River channels exist within drainage networks and generally increase in size downstream in order to drain ever more runoff, although the opposite applies in deltas, alluvial fans and interior-basin distributary systems. The ‘regime theory’ of hydraulic engineers like G. Lacey stemmed from experience with irrigation canals and involved simple power-law relations between channel dimensions and water discharge. Leopold and Maddock's ‘downstream hydraulic geometry’ in 1953 had the same character (Leopold and Maddock 1953). Attempts from the late 1970s onwards to refine and explain these empirical relations took several directions. Some researchers retained the empirical approach but used non-dimensional variables or stratified their analysis according to bank vegetation density (Hey and Thorne 1986). Others proposed ‘rational’ regime theories that incorporated equations representing physical processes. The only existing mechanistic theory, developed in the 1950s by E. Lane and other American hydraulic engineers, was for canals whose non-cohesive bed and bank sediment was at the threshold of movement.
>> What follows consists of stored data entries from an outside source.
PR #352, opened 2021-08-31
Tutorial Item and Default Items check

Zintixx:
Parsing `defaultitems.xml` to check for default items. No more XML editing your starter gear.
Added a (proper) check to giving the player a tutorial Item only if they're missing it from their inventory.
Fixed `SetRandomMesh` to now work properly. Sole Survivor now working as intended.


MapleServer2/Data/Static/DefaultItemsMetadataStorage.cs
```diff
@@ -0,0 +1,31 @@
...
+                defaultItems[item.JobCode] = item;
+            }
+        }
+
+        public static bool IsValid(int job, int itemId)
+        {
+            DefaultItemsMetadata metadata = defaultItems.GetValueOrDefault(job);
+            if (!metadata.DefaultItems.Any(x => x.ItemId == itemId))
+            {
+                return defaultItems.GetValueOrDefault(0).DefaultItems.Any(x => x.ItemId == itemId);
```
AngeloTadeucci, line 26: This looks a bit confusing because of the naming, maybe rename the dictionary?

AngeloTadeucci (approved):
LGTM!

Sparkymod (commented):
Looks good! Just a question, instead of making a new `DefaultItemsMetadataStorage` you can use what we currently have of retrieving items of a storage `ItemsMetadataStorage` you just need to set the initializer in the same constructor, no?

MapleServer2/PacketHandlers/Login/CharacterManagementHandler.cs
```diff
@@ -90,29 +99,34 @@ public static void HandleCreate(LoginSession session, PacketReader packet)
...
                         // Hair Length/Position
-                        float backLength = BitConverter.ToSingle(packet.Read(4), 0);
+                        float backLength = packet.ReadFloat();
                         CoordF backPositionCoord = packet.Read<CoordF>();
                         CoordF backPositionRotation = packet.Read<CoordF>();
-                        float frontLength = BitConverter.ToSingle(packet.Read(4), 0);
+                        float frontLength = packet.ReadFloat();
                         CoordF frontPositionCoord = packet.Read<CoordF>();
                         CoordF frontPositionRotation = packet.Read<CoordF>();
+                        if (!DefaultItemsMetadataStorage.IsValid((int) job, id))
```
AlanMorel, line 124: Can't this check just be done after line 105?

AlanMorel (changes requested):

MapleServer2/PacketHandlers/Login/CharacterManagementHandler.cs
Zintixx: No because depending on the item slot type, there's more packets to read. If this was done after line 105, it would jumble everything up.

Zintixx:
> Looks good! Just a question, instead of making a new `DefaultItemsMetadataStorage` you can use what we currently have of retrieving items of a storage `ItemsMetadataStorage` you just need to set the initializer in the same constructor, no?

I'm not sure what you mean? ItemsMetadataStorage doesn't have a list/dictionary of default items. I can't check with ItemsMetadataStorage if they're items from character creation.

MapleServer2/PacketHandlers/Login/CharacterManagementHandler.cs
AlanMorel: Yeah that makes sense, good point

AlanMorel (approved):

PR #932, opened 2019-07-08
make quaver.sh actually a working file

rainyuu:


YaLTeR:
Sorry to inform you, but it _was_ an actually working file, just that nobody ever fixed the repo settings to treat it as LF always, so @Swan (who is making the Steam builds) is getting it with CRLF line endings which obviously breaks everything.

This threshold approach was not directly transferrable to natural alluvial rivers, which do transport their bed material while maintaining a fairly constant width. Parker (1978a, b) reconciled stable banks with a mobile bed by showing theoretically that lateral redistribution of turbulent momentum could cause sufficient near-bank deposition to balance erosion in silt/sand rivers, or reduce near-bank shear stress to its threshold value in coarse-bed rivers. Other researchers approached the problem by combining a flow-resistance equation, a bedload transport rate equation and an extremal assumption such as maximum transport efficiency. For example, White et al. (1982) showed that an optimum width/depth ratio could be calculated for any given combination of discharge, slope and bed grain size, and derived regime relations from the results. The maximum-capacity model was subsequently refined to allow for vegetated or cohesive banks through the device of an effective friction angle (Millar and Quick 1993).

Much research on channel planform in the 1970s and 1980s was inspired by Leopold and Wolman's classic 1957 United States Geological Survey Professional Paper, which proposed a straight–meandering–braided typology and offered some evidence that braided reaches were steeper than meandering ones with similar discharge (Leopold and Wolman 1957). Schumm and Khan (1972) confirmed this slope dependence experimentally, but noted that the controlling factor could be seen as sediment load rather than slope per se. Schumm (1985) subsequently speculated that the progression from straight to meandering to braiding involves not just higher sediment load but also a higher proportion of bed load in the total load. Mathematically trained theorists confirmed the controlling influence of slope and the width/depth ratio by analysing whether multi-talweg or single-talweg perturbations of a straight plane-bed channel would grow faster (e.g. Parker 1976). Much later, Millar (2000) combined his own regime equations with Parker's (1976) result to show that the threshold slope for braiding depends on both bed grain size and bank strength, as well as discharge. This had already been proposed on conceptual grounds by Carson (1984) and Ferguson (1987), who interpreted the slope threshold as one of shear stress or stream power, and argued that the erodibility of the bed and banks had to be relevant. They also noted that valley slope, not channel gradient, is the independent control. These ideas were subsequently adopted by van den Berg (1995), who discriminated meandering and braided reaches in terms of stream power and median grain size, and Nanson and Croke (1992), who proposed a floodplain typology based on stream power.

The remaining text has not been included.